TO THE EDITOR:
The American College of Physicians made a grievous error in coming out in favor of a prospectively, globally budgeted national health care system.
The major supposed advantage is the elimination of such things as preadmission certification and postservice review because Canada's prospectively budgeted health care system has no such micromanagement. However, the Canadian health care system was developed at a time when technology was much less "overdeveloped" than is the case here, leading to rationing of care by unavailability. We have far more magnetic resonance imaging machines, computed tomographic scanners, catheterization laboratories, and so forth. In addition, the Canadian health care system has a safety valve; patients can come south of the border. There would be no such safety valve for Americans.
Because the level of services that would be desired by the patients and their providers will continue, this will require some form of care assessment or hassling physicians.
Finally, the assumption is that the new system would result in the provision of a greater proportion of "appropriate" care and a lesser proportion of "unnecessary" care and thus would save money. This is erroneous, as the following example illustrates,
Physician A, whose main interest is in generating the largest possible income, will do thallium stress tests because they are more profitable on as many patients as he can justify in evaluating them for coronary disease.

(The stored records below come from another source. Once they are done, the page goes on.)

PR #669, opened 2017-04-16
Drop rpmfusion from Fedora install script

nullr0ute:
From Fedora 25 mpg123 is now included in the main Fedora repositories
so we don't need to add the rpmfusion repos for the build dependencies.

Signed-off-by: Peter Robinson <pbrobinson@gmail.com>


aatchison:
Very cool. Merging.

PR #670, opened 2017-04-16
Attempt to reenable (most) of the unittests

forslund:
This is an attempt to get the unittests up and running with travis, based on previous work by @ethanaward. This PR will probably fail on travis as it is right now but will be updated disabling the failing parts until a passing unittest remains. This branch can then be merged and more unittests can be added and re-enabled.

Also I'm not sure how pairing will work for travis...

- The more complex failing tests have been disabled
- Pairing and wolfram alpha skill tests have been removed
- GoogleSTT has been replaced with MycroftSTT
- fixed local recognizer initialization


forslund:
Ok, this actually seems to be working... Even after a rebase!

Currently there are 8 disabled tests, some of these are disabled because I don't know enough about the underlying code to determine if the test is incorrect or if there is an actual issue.

A couple of tests are disabled since they call the mycroft API and will fail since travis isn't paired. In my opinion this is the big issue for future updates, the unittests should not rely on an external server at all. Instead the API calls should be mocked.

I do think this branch could be merged so we'd get a small base of unittests that we can expand on.

aatchison:
Hurray! Thanks to you!

Issue #674, opened 2017-04-17
Audio accuracy test is broken


ethanaward:
The audio accuracy test does not work right now, as it hasn't been updated for recent wakeword recognizer changes.

PR #675, opened 2017-04-17
#674 - Update audio accuracy test

ethanaward:
This fixes the audio accuracy test so that it can be used again, as well as moves it into the mycroft/ directory and makes sure any data files used to test it won't be included by git.


aatchison:
Thank you sir

Issue #676, opened 2017-04-19
Auto loading is watching .git folder modification


augustnmonteiro:
Auto load should not watch .git or any hide folder

PR #677, opened 2017-04-19
#671 - making auto load doesn't watch hidden folders changes

augustnmonteiro:
Fix for issue #676

### DIFF
--- a/mycroft/skills/main.py
+++ b/mycroft/skills/main.py
@@ -102,14 +102,15 @@ def _load_skills():
 
 
 def _get_last_modified_date(path):
-    dates = []
+    last_date = 0
     # getting all recursive paths
     for root, _, _ in os.walk(path):
         f = root.replace(path, "")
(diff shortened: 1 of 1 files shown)


mycroft/skills/main.py
```diff
@@ -101,6 +101,17 @@ def _load_skills():
     skill_reload_thread.start()
 
 
+def _get_last_modified_date(path):
```
penrods: No reason to over-optimize, but this can also be a lot easier and a better example.  The list of dates is unnecessary.  Do something like this:

def _get_last_modified_date(path):
    last_date = 0
    # getting all recursive paths
    for root, _, _ in os.walk(path):
        f = root.replace(path, "")
        # checking if is a hidden path
        if not f.startswith(".") and not f.startswith("/."):
            last_date = max(last_date, os.path.getmtime(path + f))
    return last_date

(The spacing is getting trashed in comments)

PR #892, opened 2017-07-06
Move audio output start and end messages to TTS class

MatthewScholefield:
This prevents them from being outputted too early if playback is run on another thread

In addition, this clears out redundant quiet checks


forslund:
Looks good to me! The only possible advantage my version has is that it limits the number of audio_output_start/end to once before and once when the queue is empty.

forslund:
I suggest we merge this one.

MatthewScholefield:
OK, I added a line to make it behave the same. (but still needs to be tested on a device)

PR #894, opened 2017-07-07
Check queue empty with self.queue.empty() instead of len()

### LINKED ISSUE #893: audio_end doesn't trigger in tts playback thread
I think a minor bug snuck into #892, Queue objects has no `len()` and the empty status needs to be checked with `.empty()`.

This means that the `...audio_output_end` message isn't sent.(and thus mic isn't unmuted, etc.)

forslund:
Resolves #893.


MatthewScholefield:
Tested and it now works properly.

PR #899, opened 2017-07-10
Add intent fallback system

MatthewScholefield:
This is a new system that allows other skills to register as fallbacks to handle general knowledge queries. For now, each skill self-assigns a priority where `0` is the `highest` and `100` is very low priority. When an intent failure occurs, each fallback gets run until one returns True meaning it found a response to speak to the user. Example usage:

**`skill-my-fallback/__init__.py`**:
```Python
class MyFallbackSkilll(MycroftSkill):
    def __init__(self):
        MycroftSkill.__init__(self, name="MyFallbackSkill")

    def initialize(self):
        self.register_fallback(self.handle_fallback, 80)

        if 'what is' in message.data['utterance']:
            self.speak_dialog('the answer is always 42')
            return True
        return False
```

This PR also removes the multi utterance intent fail. It only makes sense to emit an `intent_failure` regardless of the amount of intents, especially since we only ever receive one utterance anymore.

This PR relies on [this PR][skill-pr] in skill-wolfram-alpha. Instructions for testing:
```
git fetch
git checkout feature/fallbacks
mycroft_dir="$(pwd)"
cd /opt/mycroft/skills/skill-wolfram-alpha
git fetch
git checkout feature/fallbacks
cd "$mycroft_dir"
./mycroft.sh start
```
Then test functionality of Wolfram Alpha for questions like `what is a fox` (and maybe wolfram skill reloading when `/opt/mycroft/skill-wolfram-alpha/__init__.py` is edited).

[skill-pr]:https://github.com/MycroftAI/skill-wolfram-alpha/pull/3

### DIFF
--- a/mycroft/skills/core.py
+++ b/mycroft/skills/core.py
@@ -20,6 +20,7 @@ import abc
 import imp
 import time
 
+import operator
 import os.path
 import re
 import time
@@ -187,6 +188,8 @@ class MycroftSkill(object):
     Skills implementation.
     """
 
+    fallback_handlers = {}
+
     def __init__(self, name, emitter=None):
         self.name = name
         self.bind(emitter)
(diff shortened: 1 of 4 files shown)


mycroft/skills/core.py
```diff
@@ -199,6 +202,38 @@ def __init__(self, name, emitter=None):
...
+        Fallback should receive message and return
+        a boolean (True if succeeded or False if failed)
+
+        Lower priority gets run first
+        0 for high priority 100 for low priority
+        """
+        while priority in MycroftSkill.fallback_handlers:
+            priority += 1
+
+        MycroftSkill.fallback_handlers[priority] = handler
```
augustnmonteiro: in this case, if have another skill with the same priority it's gonna override the first one.

MatthewScholefield: Well, it should keep incrementing the priority in the two lines of code above until there is no handler at that priority.

augustnmonteiro: Sorry, I didn't saw

forslund:
Would it be an idea to subclass a FallbackSkill from MycroftSkill with these new methods? MycroftSkill keeps growing (Partly my own fault) and this may be a good oppurtunity to split off some parts. Backwards compatibility might be tricky but worst case would be a fork of the original wolfram skill.

MatthewScholefield:
@forslund Yeah, I love the idea! Just implemented.

forslund:
@MatthewScholefield, looks great!

PR #900, opened 2017-07-10
Feature/issue 898 -- Create reboot handler for reboot on signal at start-up

aatchison:
This modified the enclosure client to look for a /tmp/mycroft/ipc/signal/reboot at start-up.
This is in case we need a reboot after update


aatchison:
no longer needed

Issue #887, opened 2017-07-05
msm may not handle mk1 correctly.


el-tocino:
https://community.mycroft.ai/t/mark-1-workon-command-not-found/1810
looks like need to account for picroft and mk1 similarly, though, shouldn't be too difficult to fix.

el-tocino:
Maybe....if [[ "$(hostname)" == 'picroft' ]] || [[ "$(hostname)" =~ "mark1" ]] &&  [[ -x /usr/local/bin/mycroft-wifi-setup-client ]] ;

nealmcb:
I'm not quite sure where you mean that to run, but note there's an underscore in the hostname "`mark_1`"
 (though it causes confusion with mdns....):

```
if [[ "$(hostname)" == 'picroft' ]] || [[ "$(hostname)" =~ "mark_1" ]] &&
 [[ -x /usr/local/bin/mycroft-wifi-setup-client ]]
```

el-tocino:
Nowhere yet, saving notes.  Agree that the underscore is probably not a good choice, I'd have gone with the hyphen if anything.

ChrisFernandez:
I just run into this issue trying to install some 3rd party skills on my new mark1

el-tocino:
Can you try this version of msm and see if it resolves the issue?
https://github.com/el-tocino/mycroft-core/blob/46d5fc7d3306b44b20fbc7f5f2ba3dc74b721e49/msm/msm

shaun040:
@el-tocino That did the trick! Able to install skills via msm now. Cheers!

nealmcb:
Worked for my Mark 1 also, which has an unchanged hostname. Thanks! 

But I left a comment on the code commit to try to make it more robust.

el-tocino:
Not sure there's a better way to handle it other than only checking for the wifi setup client, since both picroft and mk1 units can both have that changed.  I'd have to look up the way to edit docs or get one of the mycroft folks to do so to indicate that, perhaps.  Or have an /etc/mycroft/[my,pi]croft-release file or something that's part of those installs.

nealmcb:
Yes - I was thinking about something like a mycroft release file.

el-tocino:
PR merged, closing.

PR #907, opened 2017-07-12
Issue 887 -- msm mk1 fix

el-tocino:
This should help with the issue discussed here: https://github.com/MycroftAI/mycroft-core/issues/887
https://community.mycroft.ai/t/found-how-to-install-third-party-but-is-not-working/1830/3

Would like to see a more standard way of determining mk1/picroft; open to suggestions on that.

### DIFF
--- a/msm/msm
+++ b/msm/msm
@@ -29,8 +29,8 @@ if [[ ! -d "${mycroft_skill_folder}" ]] ; then
     exit 101
 fi 
 
-# picroft?
-if [[ "$(hostname)" == 'picroft' ]] || [[ -x /home/pi/bin/cli ]] ; then
+# picroft/mk1?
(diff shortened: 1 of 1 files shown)


ethanaward:
There also will need to be some kind of change for the upcoming debian/ubuntu package installs, as in those circumstances there is no virtualenv, all dependencies are taken care of via debian. That'll probably be a larger change than this though, especially because we need to think about how we want to deliver skills in those cases

el-tocino:
It would also be nice to have a more reliable way to determine what kind of install you have to allow for better handling of this, ie, have /etc/mycroft/release (package/picroft/mk1), everything else have ~/.mycroft/release or something. Keep install type, version, paths, username in it maybe.

ethanaward:
Yeah that's definitely true, I know we have pieces of that in places but it's definitely not standardized or to the point where we can really easily determine the platform.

Physician B will examine some patients and treat them. He will do a plain stress test when a question of arrhythmia arises or where a need to assess prognosis exists (by the ability of a person who clearly has typical angina to exercise for a certain period of time), and will do thallium stress testing on relatively few patients.
Because Physician A is ordering tests that are, generally speaking, not really emergent or urgent, but are usually appropriate, he will do as many stress tests as he can before the money in the budget runs out. After that, he will simply wait until the start of the next budget year and start all over again, given that his tests can generally wait awhile.
However, Physician B will no longer receive the money that both he and Physician A have received up to this point, because he will have done extensive evaluation while the money was running out. (This is very frequently a fact of life when dealing with the Florida Medicaid system.)
The results will be that Physician B will start to behave more like Physician A, to increase his income, and the money will run out earlier and earlier. Or, Physician B will continue to care appropriately for his patients, and Physician A will continue to profiteer from his patients, and the next generation will consist of people who behave like Physician A.
More careful retrospective evaluation of the clinical strategies of these physicians could result in the quick discovery of the excessive use of testing by Physician A and his sanctioning. However, such review is labor intensive and would worsen the micromanagement problems (hassles).
Finally, arguing that health care reform, which will result in restrictions on the potential earnings of physicians is inevitable and therefore we should participate in the process, does not justify arguing for a shortsighted, foredoomed, and poorly conceived ACP consensus statement.
The greatest equity to both the provider and the consumer communities would be achieved by a program of national insurance coverage, as I will term it, that sets up a cap on the amount of out-of-pocket and insurance expenses an individual pays before a catastrophic insurance government program takes over. This would be keyed to a given percentage of income above some reasonable floor.
Some form of a salaried approach, with people buying their own low-expense health care with pretax dollars, is the only system that can result in true limitation of the ever increasing health care budget.